The appropriate safeguard is separation. Keep eligibility tethered to protocol language. Treat auxiliary domains as planning variables, not filters. The findings should be interpreted as model sensitivity to identity labels under standardized prompts, not as evidence about the correctness of model predictions or the real-world validity of sociodemographic correlations.
Several limitations apply. We analyzed US adult Phase II-III trials from 2023-2024, which may not generalize to pediatric or international contexts. Socioeconomic descriptors were simplified proxies. Standardized vignettes cannot fully capture clinical nuance. Models were tested at single time points with default configurations, and newer iterations may behave differently. The ±0.10 triviality threshold is a pragmatic a priori choice on a 1-5 scale, and alternative thresholds are defensible. Because one LLM generated the vignettes and other LLMs answered the screening questions, residual generator effects remain possible despite physician validation. Future work should compare LLM-based screening with clinician assessments and evaluate model behavior in real-world trial screening workflows.
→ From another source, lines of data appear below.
PR #893, opened 2023-08-29
tx builder minting

iadmytro:
# Context

Tx builder extended with minting functionality
LW-9394

### DIFF
--- a/packages/e2e/src/factories.ts
+++ b/packages/e2e/src/factories.ts
@@ -322,7 +322,8 @@ const patchInitializeTxToRespectEpochBoundary = <T extends ObservableWallet>(
  * @returns an object containing the wallet and providers passed to it
  */
 export const getWallet = async (props: GetWalletProps) => {
-  const { env, idx, logger, name, polling, stores, customKeyParams, keyAgent, witnesser } = props;
+  const { env, idx, logger, name, polling, stores, customKeyParams, witnesser } = props;
+  const keyAgent = props.keyAgent;
   const providers = {
     addressDiscovery: await addressDiscoveryFactory.create(
       env.ADDRESS_DISCOVERY,
@@ -364,6 +365,7 @@ export const getWallet = async (props: GetWalletProps) => {
   const keyManagementParams = { ...envKeyParams, ...(idx === undefined ? {} : { accountIndex: idx }) };
 
   const bip32Ed25519 = await bip32Ed25519Factory.create(env.KEY_MANAGEMENT_PARAMS.bip32Ed25519, null, logger);
+
   const asyncKeyAgent =
     keyAgent ||
     (await (
@@ -391,7 +393,12 @@ export const getWallet = async (props: GetWalletProps) => {
     polling?.maxInterval ||
     (polling?.interval && polling.interval * DEFAULT_POLLING_CONFIG.maxIntervalMultiplier) ||
     DEFAULT_POLLING_CONFIG.maxInterval;
-  return { bip32Account, providers, wallet: patchInitializeTxToRespectEpochBoundary(wallet, maxInterval) };
+  return {
+    asyncKeyAgent,
+    bip32Account,
+    providers,
+    wallet: patchInitializeTxToRespectEpochBoundary(wallet, maxInterval)
+  };
 };
 
 /**
--- a/packages/e2e/src/factories.ts
+++ b/packages/e2e/src/factories.ts
@@ -322,8 +322,7 @@ const patchInitializeTxToRespectEpochBoundary = <T extends ObservableWallet>(
  * @returns an object containing the wallet and providers passed to it
  */
 export const getWallet = async (props: GetWalletProps) => {
-  const { env, idx, logger, name, polling, stores, customKeyParams, witnesser } = props;
-  const keyAgent = props.keyAgent;
+  const { env, idx, logger, name, polling, stores, customKeyParams, keyAgent, witnesser } = props;
   const providers = {
     addressDiscovery: await addressDiscoveryFactory.create(
       env.ADDRESS_DISCOVERY,
--- a/packages/e2e/test/wallet/PersonalWallet/nft.test.ts
+++ b/packages/e2e/test/wallet/PersonalWallet/nft.test.ts
@@ -1,12 +1,8 @@
 /* eslint-disable sonarjs/no-duplicate-string */
-import { Asset, Cardano, metadatum, nativeScriptPolicyId } from '@cardano-sdk/core';
-import { Assets, BaseWallet, FinalizeTxProps } from '@cardano-sdk/wallet';
-import { InitializeTxProps } from '@cardano-sdk/tx-construction';
-import { KeyRole, TransactionSigner, util } from '@cardano-sdk/key-management';
+import { Asset, Cardano, metadatum } from '@cardano-sdk/core';
+import { Assets, BaseWallet } from '@cardano-sdk/wallet';
 import {
-  bip32Ed25519Factory,
   burnTokens,
-  createStandaloneKeyAgent,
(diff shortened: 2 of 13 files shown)


packages/tx-construction/src/tx-builder/PolicyBuilder.ts
```diff
@@ -0,0 +1,63 @@
...
+    return this.#derivationPath;
+  }
+
+  setPolicyScript(script: Cardano.NativeScript) {
+    this.#policyScript = script;
+    return this;
+  }
+
+  async getPolicyScript() {
+    if (!this.#policyScript) {
```
mirceahasegan, line 35: If `derivationPath` is updated, the policy script should also be recalculated as it depends on the `keyHash`.
It would be great to have these cases covered in unit tests.
```
- if (!this.#policyScript) {
+ if (!this.#policyScript || this.#derivationPathUpdated) {

Comment (iadmytro) [reply packages/tx-construction/src/tx-builder/PolicyBuilder.ts]: updated in [c7e44c7](https://github.com/input-output-hk/cardano-js-sdk/pull/893/commits/c7e44c75007d6bbb5447b0889030b0005219a75c)

File: packages/tx-construction/src/tx-builder/types.ts [hunk 2]
```diff
@@ -223,6 +223,44 @@ export interface TxBuilder {
...
+   *  ->          .assets(tokensOutput)
+   *              .build())
+   *        .build()
+   *        .sign();
+   *      await wallet.submitTx(tx);
+   */
+  addMint(mintToken: Cardano.TokenMap): TxBuilder;
+
+  /** @param script */
+  addNativeScript(script: Cardano.NativeScript): TxBuilder;
```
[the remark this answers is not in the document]
iadmytro: removed in [ffbc789](https://github.com/input-output-hk/cardano-js-sdk/pull/893/commits/ffbc7896c101d6dcf61758e8d680974796a4fa6b)

packages/tx-construction/src/tx-builder/TokenBuilder.ts
```diff
@@ -0,0 +1,26 @@
...
+      .map((s) => s.charCodeAt(0).toString(16))
+      .join('');
+
+  addAsset(tokenName: string, quantity: bigint): TxTokenBuilder {
+    this.#assets.set(Cardano.AssetId(`${this.#policyId}${this.#toHex(tokenName)}`), quantity);
+    return this;
+  }
+
+  build(): Cardano.TokenMap {
+    return this.#assets ? this.#assets : new Map();
```
mirceahasegan, line 24: this.#assets is initialised to `new Map()` in constructor.
Also, please return a copy of the assets. Otherwise, the returned assets map is just a reference to the internal `#assets` of the TxTokenBuilder and updating it from the TxTokenBuilder will also update the previously returned `#assets`.
```
-     return this.#assets ? this.#assets : new Map();
+    return new Map(this.#assets);;

File: packages/tx-construction/src/tx-builder/PolicyBuilder.ts
Comment (mirceahasegan) [inline packages/tx-construction/src/tx-builder/PolicyBuilder.ts:1]: Please add unit tests. `derivationPathUpdated` cases should be covered.

File: packages/e2e/test/wallet/PersonalWallet/nft.test.ts [hunk 4]
```diff
@@ -142,47 +90,41 @@ describe('PersonalWallet.assets/nft', () => {
...
+      Cardano.AssetId(`${policyId}${assetNames[TOKEN_METADATA_2_INDEX]}`),
+      Cardano.AssetId(`${policyId}${assetNames[TOKEN_BURN_INDEX]}`)
+    ];
 
-    const finalizeProps: FinalizeTxProps = {
-      auxiliaryData,
-      tx: unsignedTx,
-      witness: { extraSigners: [policySigner], scripts: [policyScript] }
-    };
+    const tokens = new Map([
```
mirceahasegan, line 101: Could you use the token builder here?

packages/tx-construction/src/tx-builder/types.ts
```diff
@@ -223,6 +223,44 @@ export interface TxBuilder {
    * @param portfolio the CIP17 delegation portfolio to apply. Using `null` will deregister all stake keys,
    *  reclaiming the deposits.
    */
+
+  /**
+   *
+   * @param mintToken
+   * list of tokens to mint/burn should be balanced with outputs
+   * to mint tokens use tokenBuilder
+   *      const policy = await txBuilder.buildPolicy();
```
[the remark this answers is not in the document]
mirceahasegan: Added

packages/web-extension/src/observableWallet/util.ts
```diff
@@ -38,7 +38,15 @@ export const outputBuilderProperties: RemoteApiProperties<OutputBuilder> = {
   }
 };
 
-export const txBuilderProperties: RemoteApiProperties<Omit<TxBuilder, 'customize'>> = {
+export const txBuilderProperties: RemoteApiProperties<Omit<TxBuilder, 'customize' | 'buildToken' | 'buildPolicy'>> = {
```
mirceahasegan, line 41: @mkazlauskas , I excluded the policy/token build utilities from the TxBuilder remote api interface to avoid cluttering.
I believe this might have been the intent in the original PR, but it was done by excluding these methods from the TxBuilder interface. I added them in the interface, but excluded them from the exposed properties.
Do you agree?

mirceahasegan:
There is also the `handle.test.ts` that could be migrated to the newer mint/burn api, but it currently uses well written utilities that I did not want to change.

packages/e2e/src/factories.ts
```diff
@@ -322,7 +322,8 @@ const patchInitializeTxToRespectEpochBoundary = <T extends ObservableWallet>(
  * @returns an object containing the wallet and providers passed to it
  */
 export const getWallet = async (props: GetWalletProps) => {
-  const { env, idx, logger, name, polling, stores, customKeyParams, keyAgent, witnesser } = props;
+  const { env, idx, logger, name, polling, stores, customKeyParams, witnesser } = props;
+  const keyAgent = props.keyAgent;
```
iccicci, line 326: Why this change?

And moreover, how could it be that the eslint rule `unicorn/consistent-destructuring` is not applied here?

iccicci (approved):
The benefits from this feature is clearly visible in the e2e tests! 💪

packages/e2e/src/factories.ts
mirceahasegan: Great catch!
Weird indeed. The change was due to me experimenting, and forgot to roll it back

iccicci: Just out of curiosity, mainly about the eslint rule...
I think no actions are required here

packages/web-extension/src/observableWallet/util.ts
mkazlauskas: Problem with this approach is that ObservableWallet.createTxBuilder returns a TxBuilder so those methods would appear as available but just fail. It would be better to make it actually compatible with messaging by following the pattern of OutputBuilder (`build` method async).

packages/tx-construction/src/tx-builder/TxBuilder.ts
```diff
@@ -155,14 +159,34 @@ export class GenericTxBuilder implements TxBuilder {
     });
   }
 
+  addMint(mintToken: Cardano.TokenMap): TxBuilder {
```
mkazlauskas, line 162: Missing tests for new methods in `TxBuilder.test.ts`

mkazlauskas (changes requested):
As agreed on Slack let's park this until we have a use case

Bias in LLM-assisted trial screening is conditional. The risk lives in the periphery, not in the rules themselves.
Across 5.3 million prompted runs from 9 LLMs on 58 Phase II-III RCT protocols and 33 identity labels, eligibility judgments stayed largely stable across identities. Once prompts moved beyond explicit criteria, homelessness, low-income, and unemployment shifted adherence, resources, and trust sharply downward across every model. Responsible deployment depends on preserving that boundary: keep eligibility tethered to protocol language and treat auxiliary domains as planning variables for resource navigation, not filters for exclusion.